_About this exercise_
State the number of lines in the records that contain "createApps", with no other words.

_Stored data entries_
----------

PR #3, opened 2017-04-22
Turns createApps and command center setup synchronous

ronkorving:
These used to be asynchronous, but since it's during the startup phase only, synchronous doesn't hurt. More importantly, this makes `webpack.config.js` a lot easier to implement, since you don't need to mess about with promises and asynchronous flow during configuration.

After making those changes, I've also made `createApps` unnecessary when calling `mage.getClientConfig(appName)`. Now, that method will automatically create the app if it wasn't created yet. On top of that, `createApps()` will ignore any apps already created, so it's perfectly safe to create one app first, and all other apps later for example. This change further simplified the Webpack config.

**BC breakage**: Nobody was using this, but regardless, this PR removes configuration entry `apps: appName: appConfig`.

**BC breakage**: `mage.core.app.createApps(cb)` no longer takes a callback, as it's now synchronous. Normally this method is called by mage itself, but build configurations (ie: Webpack) have called it to do a partial mage setup. That is however no longer needed.

**BC breakage**: This removes the `baseUrl` argument from `mage.getClientConfig(appName, baseUrl)` and pulls the information out of httpServer (which gets it from configuration). That should make its usage more intuitive. Up until now, all applications that I'm aware of passed empty string anyway, so this change should not have a negative impact.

----------

_Exercise solution_
3